This is...from a reader linking us to the Los Angeles Times in 1985:

'True' Thriller Draws Heat for Secret Author March 27, 1985
WILLIAM TUOHY
Los Angeles Times Staff Writer


LONDON It reads like a James Bond thriller, but an author's note insists that "every incident in this book is true, and the people are all real."

Writing under the pseudonym Gayle Rivers, the author describes himself as an anti-terrorist killer trained by the SAS, Britain's Special Air Service. The book, entitled "The Specialist," has just been published in Britain and is to be brought out soon in the United States.

On the jacket, it says that Rivers has hunted IRA terrorists in Northern Ireland, killed IRA gunrunners in Europe and the Middle East, assassinated Basque terrorist leaders in their hide-outs in France, led commando raids against Iranian oil installations, carried out covert missions in Lebanon to help protect U.S. Marines and led U.S. Special Forces teams on a mission to assassinate Syrian intelligence officers.

Accuracy Questioned
A colorful account of derring-do, the book has generated controversy here because knowledgeable military people have seriously questioned its accuracy.

Brig. M. F. Hobbs, the British army's director of public relations who himself has served in Ulster, said: "The passages in the book that refer to Northern Ireland do not appear to bear any resemblance to reality at all."

Another British officer said that to "anyone who knows how the SAS works on the inside, it rings all wrong."

A ballistics expert, Peter Eliot, was quoted in the Sunday Times as saying: "Everything (the book) says about firearms or ballistics is either wrong or misquoted from technical journals."

Nevertheless, its publishers, Sidgwick & Jackson, and Rivers' agent, George Greenfield of John Farquharson Ltd., are standing by Rivers.

"I have every reason to believe his account is accurate," Greenfield said. "I've checked the story with some SAS sources of my own."

Author's Real Name?
According to the London Sunday Times, Gayle Rivers is the pseudonym of Raymond Brooks, the 37-year-old head of Mesa Corp., a Swiss-based arms firm that has run into financial difficulties. The newspaper said Brooks once volunteered for an SAS reserve unit but failed to qualify for extended service.

Neither the British publishers, Sidgwick & Jackson, nor the American publishers, Stein & Day, will acknowledge that Gayle Rivers is Brooks.

Sol Stein, president of Stein & Day, said: "I am satisfied that Gayle Rivers is who he says he is and did what he says he did."

The American publisher suggests that British newspaper articles that raise doubts about Rivers' story are "disinformation," planted by intelligence agencies that do not want to admit to having used Rivers' services.

Stein said his publishing house plans to bring out the book April 15 in the United States with a first printing of 50,000 copies.
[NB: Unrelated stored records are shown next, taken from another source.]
PR #5703, opened 2025-03-11
Backend: Reference text editing API

### LINKED ISSUE #5547: Edit reference text API
We need an api to be able to edit the text of a reference hat has been left.

Why? In case a user posts illegal content or private/personal information unrelated to the hosting/surfing/meetup experience.

Who? Only admins should be able to call this api

After the API has been created, it needs to be added to the admin console (new, separate ticket).

rafaelferreiranvr:
Implements an API that allow admins to edit the text from a reference. Closes #5547.

**Backend checklist**
- [x] All tests pass


app/backend/src/couchers/servicers/admin.py
```diff
@@ -531,3 +532,17 @@ def ListUserIds(self, request, context, session):
...
+    def EditReferenceText(self, request, context, session):
+        reference = session.execute(select(Reference).where(Reference.id == request.reference_id)).scalar_one_or_none()
+
+        if reference is None:
+            context.abort(grpc.StatusCode.NOT_FOUND, errors.REFERENCE_NOT_FOUND)
+
+        if request.new_text.strip() == "":
+            context.abort(grpc.StatusCode.INVALID_ARGUMENT, errors.REFERENCE_NO_TEXT)
+
+        reference.text = request.new_text
```
aapeliv: Please strip also here

app/backend/src/couchers/servicers/admin.py
```diff
@@ -531,3 +532,17 @@ def ListUserIds(self, request, context, session):
...
             next_page_token=str(user_ids[-1]) if len(user_ids) > page_size else None,
         )
+
+    def EditReferenceText(self, request, context, session):
+        reference = session.execute(select(Reference).where(Reference.id == request.reference_id)).scalar_one_or_none()
+
+        if reference is None:
+            context.abort(grpc.StatusCode.NOT_FOUND, errors.REFERENCE_NOT_FOUND)
+
+        if request.new_text.strip() == "":
```
aapeliv: You can also do `if not request.new_text.strip()` in python (an empty string is falsey), but that's minor

app/backend/src/couchers/servicers/admin.py
```diff
@@ -531,3 +532,17 @@ def ListUserIds(self, request, context, session):
...
+            context.abort(grpc.StatusCode.INVALID_ARGUMENT, errors.REFERENCE_NO_TEXT)
+
+        reference.text = request.new_text
+        session.commit()
```
aapeliv: No need to `session.commit`, the whole request is wrapped in a `session_scope()` context manager that will auto-commit at exit. See here:

https://github.com/Couchers-org/couchers/blob/db5ca2e55d34bfcf20f16be88aeebf95a9a9fe02/app/backend/src/couchers/interceptors.py#L289-L307

https://github.com/Couchers-org/couchers/blob/db5ca2e55d34bfcf20f16be88aeebf95a9a9fe02/app/backend/src/couchers/db.py#L81-L82

app/proto/admin.proto
```diff
@@ -268,3 +271,8 @@ message ListUserIdsRes {
 
   string next_page_token = 2;
 }
+
+message EditReferenceTextReq {
+  int64 reference_id = 1;
+  string new_text = 6; //plain text
```
aapeliv: Please do `= 2` here. It's the gRPC tag number (grpc doesn't send the field name, just the identifier and type)

app/backend/src/tests/test_admin.py
```diff
@@ -645,4 +645,34 @@ def test_ListUserIds(db):
...
+            res = api.EditReferenceText(
+                admin_pb2.EditReferenceTextReq(reference_id=reference.id, new_text=test_new_text)
+            )
+
+        session.expire_all()
+
+        modified_reference = session.execute(select(Reference).where(Reference.id == reference.id)).scalar_one_or_none()
+        assert modified_reference.text == test_new_text
+
+
```
aapeliv, line 676: This test is good. I guess in general it's slightly better to do the testing via the API (make ref via API, edit like here via API, then list/get via API). That way you're testing it all. But this is good too, no need to change.

aapeliv (changes requested):
A few minor things! I tried to be descriptive to help you figure out idiosyncrasies of the codebase!

aapeliv (approved):
Awesome, looks good to me!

Parts of the book have been serialized in the London Sunday Mail, and the book has been chosen by the Military Book Society in London as its April selection.

Howard Cooley, an officer of the Military Book Society, said: "We bought the book on the basis that it was offered. I am not in a position to judge its veracity. One has to rely on publishers all the time in making judgments like these."

According to promotion material put out by the British publishers, Rivers joined the New Zealand Special Air Force and somehow managed to get to Vietnam, where he was attached to the "U.S. Green Berets," the Special Forces of the U.S. Army.

'An Elite Professional'
It was there, this material says, that "he received the grounding in special warfare that was to carry through to a lifetime of special covert operations as an elite professional."

In the opening chapter, the reader finds Rivers driving his Porsche alongside Lake Geneva. The phone in the car rings; it is a U.S. Marine Corps major calling from Beirut after the bombing of Marine headquarters there.

Rivers is summoned to Beirut and paid $160,000 to lead a five-man Special Forces team in a raid on a Druze apartment building in West Beirut. The mission: to capture or kill three senior Syrian intelligence officers.

To carry out the operation, Rivers says, he and his associates used mountaineering gear and techniques to cross from one building to another, and he says that they killed a dozen Druze and Syrians.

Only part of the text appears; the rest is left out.